**WHAT THE EXERCISE ASKS**
In the records below, how many lines hold the string "self"? Give only the number.

--------

PR #660, opened 2024-07-15
Renewed function invocation workflow to avoid metadata downloads 

afsalthaj:
# Optimizations around Component Metadata Downloads

`worker-service` mainly consist of two components. A `service` which acts as the entry point to invoke worker functions and `worker-gateway` . The `service` is mainly used by `golem-cli` as well as `worker-gateway`.  `worker-service` also consist of `grpc` service which is used by `worker-executor` mainly.

Any worker invocation (be it gateway call, or direct invocation through CLI, or the call back from worker-proxy in worker-executor), all of them led to a metadata download which in turn calls component-service. This document and PR describes how we avoided this, without compromising some of the type-safety that we have in golem-rib evaluation, and hopefully increase performance (as we reduce the number of RPC calls to component-service)

*Note that, this optimization is not just done for worker-gateway (or worker-bridge).*

### New invoke functions and Optimisations
* New invoke functions that takes precise-json (as a vector) of input, which gets converted to `wasm_rpc::Val` internally before calling worker-executor
* The internals of worker-executor now stores `TypeAnnotatedValue` so that there isn't a need to download the metadata at client site to interpret `Vec<wasm_rpc::Val>`
* In short, the two invoke-and-await functions `Vec<Val>` as input as well as `Vec<PreciseJson>`, and one returning `Vec<Val>` as output and the other a `TypeAnnotatedValue` which can be converted to JSON
* The golem-cli wasm wave syntax supports still downloads the metadata at cli code side. It was confirmed with @vigoo  we are not changing this
* As part of the PR, the drop functionality which was storing `empty` array was failing when converted to TypeAnnotatedValue. This is fixed in a separate PR. Take a look at this one: https://github.com/golemcloud/golem/pull/718
* As a summary, all interpretations are moved to worker-executor and client sites are light weight now.
* WorkerBridge is broken now until we fix https://app.zenhub.com/workspaces/golem-cloud-65f5b68988aba80f7d690199/issues/gh/golemcloud/golem/715
* Removed Metadata Download when Interpreting Rib in Worker Gateway

When evaluating Rib, we used to download the metdata for mainly two purposes.

- To evaluate whether an identifier that looks like a function call is really a function that’s part of the compoent-metadata, or is it constructing a Variant etc.
- To identify whether an empty `{}` could be an empty flag or an empty record etc.
- However we removed these downloads in Rib, and Rib is pushing this as it is to worker-service functionalities (mentioned above).

### Function Name Parsing - `ParsedFunctionName` and `Display` instance

- when evaluating a Rib expression, we already parse the function name as `ParsedFunctionName`. However the functions exposed by worker-service as well as GRPC interface of worker-executor, all work with function name as `String`. To make lesser changes in this PR, I have introduced a display instane for ParsedFunctionName, and worker-bridge simply reuses the existing functions without introducing a new function that accepts `ParsedFunctionName`.
- What this could imply is, we will have 2 times of parsing to form `ParsedFunctionName`, one during Rib evaluation, and one during execution of the worker function by worker-executor.
- All other parsing that was done in worker-service are removed.


golem-api-grpc/proto/golem/workerexecutor/worker_executor.proto
```diff
@@ -97,6 +103,18 @@ message CreateWorkerResponse {
   }
 }
 
+message InvokeAndAwaitWorkerRequestJson {
+  golem.worker.WorkerId worker_id = 1;
+  string name = 2;
+  repeated golem.common.JsonValue input = 3;
```
vigoo, line 109: Interesting that you created a protobuf encoding for JSON, can't we just pass down the json as string to this level?

afsalthaj: I did think through this, and ended up deciding not to parse JSON string, and instead keep the structure and deserialize and transform instead.

However, I can also see some advantages of using `String` (probably faster?, I am not sure if parsing is more faster than dserialisation and one-to-one transformation - may be string is faster). I can see the below old version, and happy to reuse.

https://github.com/golemcloud/golem/blob/main/golem-api-grpc/proto/golem/worker/invoke_result_json.proto

golem-worker-service-base/src/evaluator/mod.rs
```diff
@@ -7,9 +7,12 @@ mod math_op_evaluator;
 pub(crate) mod path;
 mod pattern_match_evaluator;
 
+mod internal;
+
 use golem_wasm_ast::analysis::AnalysedType;
 use golem_wasm_rpc::json::get_json_from_typed_value;
-use golem_wasm_rpc::TypeAnnotatedValue;
+use golem_wasm_rpc::protobuf::type_annotated_value::TypeAnnotatedValue;
+use golem_wasm_rpc::protobuf::TypedOption;
```
afsalthaj, line 15: Bigger changes mainly in data transformations, and no logical changes.

golem-api-grpc/proto/golem/workerexecutor/worker_executor.proto
justcoon: i think if we want to have structure, instead of just string, probably we should use https://github.com/protocolbuffers/protobuf/blob/main/src/google/protobuf/struct.proto#L52

vigoo: I don't really see the point in modelling the JSON structure with protobuf types when in the end it's transformed back to a JSON value anyway. And probably we don't even need now to parse the input JSON in the worker service side before forwarding it to worker executor. (But even if we do, I would not worry about that much before some benchmarks/profiling shows it is the bottleneck)

golem-worker-executor-base/Cargo.toml
```diff
@@ -20,6 +20,10 @@ mocks = []
 golem-api-grpc = { path = "../golem-api-grpc", version = "0.0.0" }
 golem-common = { path = "../golem-common", version = "0.0.0" }
 golem-rib = { path = "../golem-rib", version = "0.0.0" }
+
+# Avoid this dependency and simply move type checkers into worker executor base ensuring we don't r
```
vigoo, line 24: Let's move it

golem-worker-executor-base/src/services/component.rs
```diff
@@ -441,6 +444,22 @@ async fn get_metadata_via_grpc(
...
+                        .metadata
+                        .map(|metadata| {
+                            let export = metadata.exports;
+                            let vec: Vec<Result<Export, String>> = export
+                                .into_iter()
+                                .map(|proto_export| {
+                                    golem_service_base::model::Export::try_from(proto_export)
+                                })
+                                .collect();
+                            vec.into_iter().collect()
```
vigoo, line 457: You can do this whole thing in one run, by 
```rust
.map(|metadata| metadata.exports.into_iter().map(...).collect::<Result<Vec<_>, _>()
```

golem-worker-executor-base/src/worker.rs
```diff
@@ -86,6 +89,41 @@ pub struct Worker<Ctx: WorkerCtx> {
     oom_retry_config: RetryConfig,
 }
 
+impl<Ctx: WorkerCtx> Worker<Ctx> {
```
vigoo, line 92: Please don't open multiple `impl` sections for the same thing

golem-worker-executor-base/src/worker.rs
```diff
@@ -86,6 +89,41 @@ pub struct Worker<Ctx: WorkerCtx> {
...
+    pub async fn get_component_metadata(
+        worker: &Arc<Worker<Ctx>>,
```
vigoo, line 94: This should be a regular method, I don't see why it would take an `Arc<Worker<Ctx>>` (just take `&self`)

golem-worker-executor-base/src/worker.rs
```diff
@@ -86,6 +89,41 @@ pub struct Worker<Ctx: WorkerCtx> {
...
+                            UpdateDescription::SnapshotBased { .. } => "snapshot based",
+                        },
+                        worker_metadata.last_known_status.component_version
+                    );
+                    target_version
+                },
+            );
+        let (component, component_metadata) = worker
+            .component_service()
+            .get(&worker.engine(), &component_id, component_version)
```
vigoo, line 120: This is potentially download, compiling and returning the whole WASM component, not just the metadata! Must not be part of this function, only done once in the beginning of the invocation loop

golem-worker-executor-base/src/worker.rs
```diff
@@ -86,6 +89,41 @@ pub struct Worker<Ctx: WorkerCtx> {
...
 }
 
+impl<Ctx: WorkerCtx> Worker<Ctx> {
+    pub async fn get_component_metadata(
+        worker: &Arc<Worker<Ctx>>,
+    ) -> Result<(WorkerMetadata, Component, ComponentMetadata), GolemError> {
+        let component_id = worker.owned_worker_id.component_id();
+        let worker_metadata = worker.get_metadata().await?;
+
+        let component_version = worker_metadata
```
vigoo, line 99: This decision of whether we are attempting an update or not should not be part of the `get_component_metadata`, it is something we have to decide, and log, once when the component starts

golem-api-grpc/proto/golem/workerexecutor/worker_executor.proto
afsalthaj: We may not need structured data here, as there can be an overhead of type informations in the payload, and therefore payload size increases. And may be json parsing at the worker-executor side might be faster than deserialisin this proto struture with extra type information - may be. This implies, I am considering @vigoo 's opinion here (just fixing my tests)

However, on the below point:

>And probably we don't even need now to parse the input JSON in the worker service side before forwarding it to worker executor. 

On this point, we already get a serde_value::Value straight away in the request handlers, and it isn't a string. So in a way we have to transform this `Value` to `String` (if we are making this a String) instead f transforming it to another structure (the one in this PR)

Also,  I am not sure if we should end up having input as `String` in an open-api spec whatsoever. So if OpenAPI spec tells the user "please pass the JSON", then what we already have is `serde_json::Value` and instead of converting it to String, we convert it to `structured` data and send it to worker-executor. So my decision to use structure here is not an accident - but just another considerable solution which I may change today to `String` solely for performance reason as mentioned above

golem-worker-executor-base/src/worker.rs
afsalthaj: Did I? I searched for if there are duplicates. May be I missed out.

golem-worker-executor-base/src/worker.rs
afsalthaj: Why is it a download @vigoo ?
In the invoke functions in grpc, I am calling this after `start_if_needed`. So we should be using the cache by the time we call this function I suppose?

golem-api-grpc/proto/golem/workerexecutor/worker_executor.proto
vigoo: Still, trying to make poem pass an unparsed JSON to the request handler seems a better route to me than the protobuf encoding.

golem-worker-executor-base/src/worker.rs
vigoo: Yes.

vigoo: Basically most of the file is a `impl<Ctx: WorkerCtx> Worker<Ctx> ` below.

golem-worker-executor-base/src/worker.rs
vigoo: It's not an infinite cache. The currently configured component cache size is 32, while the component metadata cache size is 16k. And there is absolutely no need to return the `Component` (which is the compiled wasmtime thing!) in a function that is called `get_component_metadata`.

afsalthaj: Ok I understand. I fixed this bit. 

Yes, I understand it cannot be infinite cache.  I have changed this to use only component metadata cache and hopefully that goes to 16K elements cache where we could possibly have the metadata already downloaded once the instance is started (if it decides to start) and the next subsequent call of get_metadata will hopefully hit the cache. That's my assumption. Ofcourse if there is a `possible` download , but just wanted to ensure the miss rate is possibly high.

The new change:
```scala
 async fn invoke_worker_internal<Req: GrpcInvokeRequest>(
        &self,
        request: &Req,
    ) -> Result<(), GolemError> {
        let full_function_name = request.name();

        let calling_convention = request.calling_convention();

        let worker = self.get_or_create(request).await?;

        let component_metadata = worker::get_component_metadata(&worker).await?;
           ......
           
            .....
           
    }

```

Internally I can see it hits only component_metadata_cache, so hopefully this change would have fixed your concern.

```scala

 async fn get_metadata(
        &self,
        component_id: &ComponentId,
        forced_version: Option<ComponentVersion>,
    ) -> Result<ComponentMetadata, GolemError> {
        match forced_version {
            Some(version) => {
                let client = self.client.clone();
                let access_token = self.access_token;
                let retry_config = self.retry_config.clone();
                let component_id = component_id.clone();
                self.component_metadata_cache
                    .get_or_insert_simple(
                        &ComponentKey {
                            component_id: component_id.clone(),
                            component_version: version,
                        },
                        || {
                            Box
```

afsalthaj:
I am fiddling with a lot of errors in my local unfortunately (which doesn't happen in CI)

```
cargo-make] WARN - Build Failed.
 ✘ afsalthaj@Afsals-MacBook-Pro  ~/projects/golem   delete_metadata  cargo make build-release
[cargo-make] INFO - cargo make 0.37.10
[cargo-make] INFO - Calling cargo metadata to extract project info
[cargo-make] INFO - Cargo metadata done
[cargo-make] INFO - Build File: Makefile.toml
[cargo-make] INFO - Task: build-release
[cargo-make] INFO - Profile: development
[cargo-make] INFO - Skipping Task: set-version
[cargo-make] INFO - Execute Command: "cargo" "build" "--release"
   Compiling serde v1.0.203
   Compiling either v1.13.0
   Compiling indexmap v2.2.6
   Compiling semver v1.0.23
   Compiling serde_json v1.0.118
   Compiling ring v0.17.8
```

resulting in

```scala
Compiling golem-worker-service v0.0.0 (/Users/afsalthaj/projects/golem/golem-worker-service)
   Compiling golem-shard-manager v0.0.0 (/Users/afsalthaj/projects/golem/golem-shard-manager)
   Compiling golem-component-service v0.0.0 (/Users/afsalthaj/projects/golem/golem-component-service)
   Compiling golem-component-compilation-service v0.0.0 (/Users/afsalthaj/projects/golem/golem-component-compilation-service)
   Compiling golem-worker-executor v0.0.0 (/Users/afsalthaj/projects/golem/golem-worker-executor)
error: linking with `cc` failed: exit status: 1
  |
  = note: env -u IPHONEOS_DEPLOYMENT_TARGET -u TVOS_DEPLOYMENT_TARGET LC_ALL="C" PATH="/Users/afsalthaj/.rustup/toolchains/stable-x86_64-apple-darwin/lib/rustlib/x86_64-apple-darwin/bin:/usr/bin:/Users/afsalthaj/.wasmtime/bin:/Users/afsalthaj/.cabal/bin:/Users/afsalthaj/.ghcup/bin:/Users/afsalthaj/.nix-profile/bin:/Users/afsalthaj/.nix-profile/bin:/usr/local/bin:/System/Cryptexes/App/usr/bin:/usr/bin:/bin:/usr/sbin:/sbin:/var/run/com.apple.security.cryptexd/codex.system/bootstrap/usr/local/bin:/var/run/com.apple.security.cryptexd/codex.system/bootstrap/usr/bin:/var/run/com.apple.security.cryptexd/codex.system/bootstrap/usr/appleinternal/bin:/usr/local/go/bin:/Users/afsalthaj/.cargo/bin:/Users/afsalthaj/bin:/Users/afsalthaj/.local/bin:/Applications/Postgres.app/Contents/Versions/13/bin" VSLANG="1033" ZERO_AR_DATE="1" "cc" "-arch" "x86_64" "-m64" "/var/folders/yq/7y70f7hn68bc_4h6cr2xqc4m0000gn/T/rustcBKy6FT/symbols.o" "/Users/afsalthaj/projects/golem/target/release/deps/worker_executor-a2c8b0ff6ac5d10a.worker_executor.2f00dd851ecb2026-cgu.00.rcgu.o" "/Users/afsalthaj/projects/golem/target/release/deps/worker_executor-a2c8b0ff6ac5d10a.worker_executor.2f00dd851ecb2026-cgu.01.rcgu.o" "/Users/afsalthaj/projects/golem/target/release/deps/worker_executor-a2c8b0ff6ac5d10a.worker_executor.2f00dd851ecb2026-cgu.02.rcgu.o" "/Users/afsalthaj/projects/golem/target/release/deps/worker_executor-a2c8b0ff6ac5d10a.worker_executor.2f00dd851ecb2026-cgu.03.rcgu.o" "/Users/afsalthaj/projects/golem/target/release/deps/worker_executor-a2c8b0ff6ac5d10a.worker_executor.2f00dd851ecb2026-cgu.04.rcgu.o" "/Users/afsalthaj/projects/golem/target/release/deps/worker_executor-a2c8b0ff6ac5d10a.worker_executor.2f00dd851ecb2026-cgu.05.rcgu.o" "/Users/afsalthaj/projects/golem/target/release/deps/worker_executor-a2c8b0ff6ac5d10a.worker_executor.2f00dd851ecb2026-cgu.06.rcgu.o" "/Users/afsalthaj/projects/golem/target/release/deps/worker_executor-a2c8b0ff6ac5d10a.worker_executor.2f00dd851ecb2026-cgu.07.rcgu.o" "/Users/afsalthaj/projects/golem/target/release/deps/worker_executor-a2c8b0ff6ac5d10a.worker_executor.2f00dd851ecb2026-cgu.08.rcgu.o" "/Users/afsalthaj/projects/golem/target/release/deps/worker_executor-a2c8b0ff6ac5d10a.worker_executor.2f00dd851ecb2026-cgu.09.rcgu.o" "/Users/afsalthaj/projects/golem/target/release/deps/worker_executor-a2c8b0ff6ac5d10a.worker_executor.2f00dd851ecb2026-cgu.10.rcgu.o" "/Users/afsalthaj/projects/golem/target/release/deps/worker_executor-a2c8b0ff6ac5d10a.worker_executor.2f00dd851ecb2026-cgu.11.rcgu.o" "/Users/afsalthaj/projects/golem/target/release/deps/worker_executor-a2c8b0ff6ac5d10a.worker_executor.2f00dd851ecb2026-cgu.12.rcgu.o" "/Users/afsalthaj/projects/golem/target/release/deps/worker_executor-a2c8b0ff6ac5d10a.worker_executor.2f00dd851ecb2026-cgu.13.rcgu.o" "/Users/afsalthaj/projects/golem/target/release/deps/worker_executor-a2c8b0ff6ac5d10a.worker_executor.2f00dd851ecb2026-cgu.14.rcgu.o" "/Users/afsalthaj/projects/golem/target/release/deps/worker_executor-a2c8b0ff6ac5d10a.worker_executor.2f00dd851ecb2026-cgu.15.rcgu.o" "/Users/afsalthaj/projects/golem/target/release/deps/worker_executor-a2c8b0ff6ac5d10a.30zlfl8kcy5ozxum.rcgu.o" "-L" "/Users/afsalthaj/projects/golem/target/release/deps" "-L" "/Users/afsalthaj/projects/golem/target/release/build/wasmtime-d79c2a8b7a71f30f/out" "-L" "/Users/afsalthaj/projects/golem/target/release/build/ittapi-sys-bb5da18136dcb62a/out" "-L" "/Users/afsalthaj/projects/golem/target/release/build/zstd-sys-1b2e4ccefa58fdea/out" "-L" "/Users/afsalthaj/projects/golem/target/release/build/ring-203049e493763bee/out" "-L" "/Users/afsalthaj/projects/golem/target/release/build/libsqlite3-sys-d959280c4cde3a68/out" "-L" "/Users/afsalthaj/projects/golem/target/release/build/aws-lc-sys-39be0671a3e361f2/out" "-L" "/Users/afsalthaj/.rustup/toolchains/stable-x86_64-apple-darwin/lib/rustlib/x86_64-apple-darwin/lib" "/Users/afsalthaj/projects/golem/target/release/deps/libgolem_worker_executor-02314f1b9ea1c4c0.rlib" "/Users/afsalthaj/projects/golem/target/release/deps/libgolem_worker_executor_base-703b2ad3a705b511.rlib" "/Users/afsalthaj/projects/golem/target/release/deps/libtonic_reflection-c2a631d2df08b7ff.rlib" "/Users/afsalthaj/projects/golem/target/release/deps/libtonic_health-6e9b57c563608a1b.rlib" "/Users/afsalthaj/projects/golem/target/release/deps/libasync_fs-b453b279fdc7202a.rlib" "/Users/afsalthaj/proj
  

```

--------

**RESULT FOR THIS TASK**
8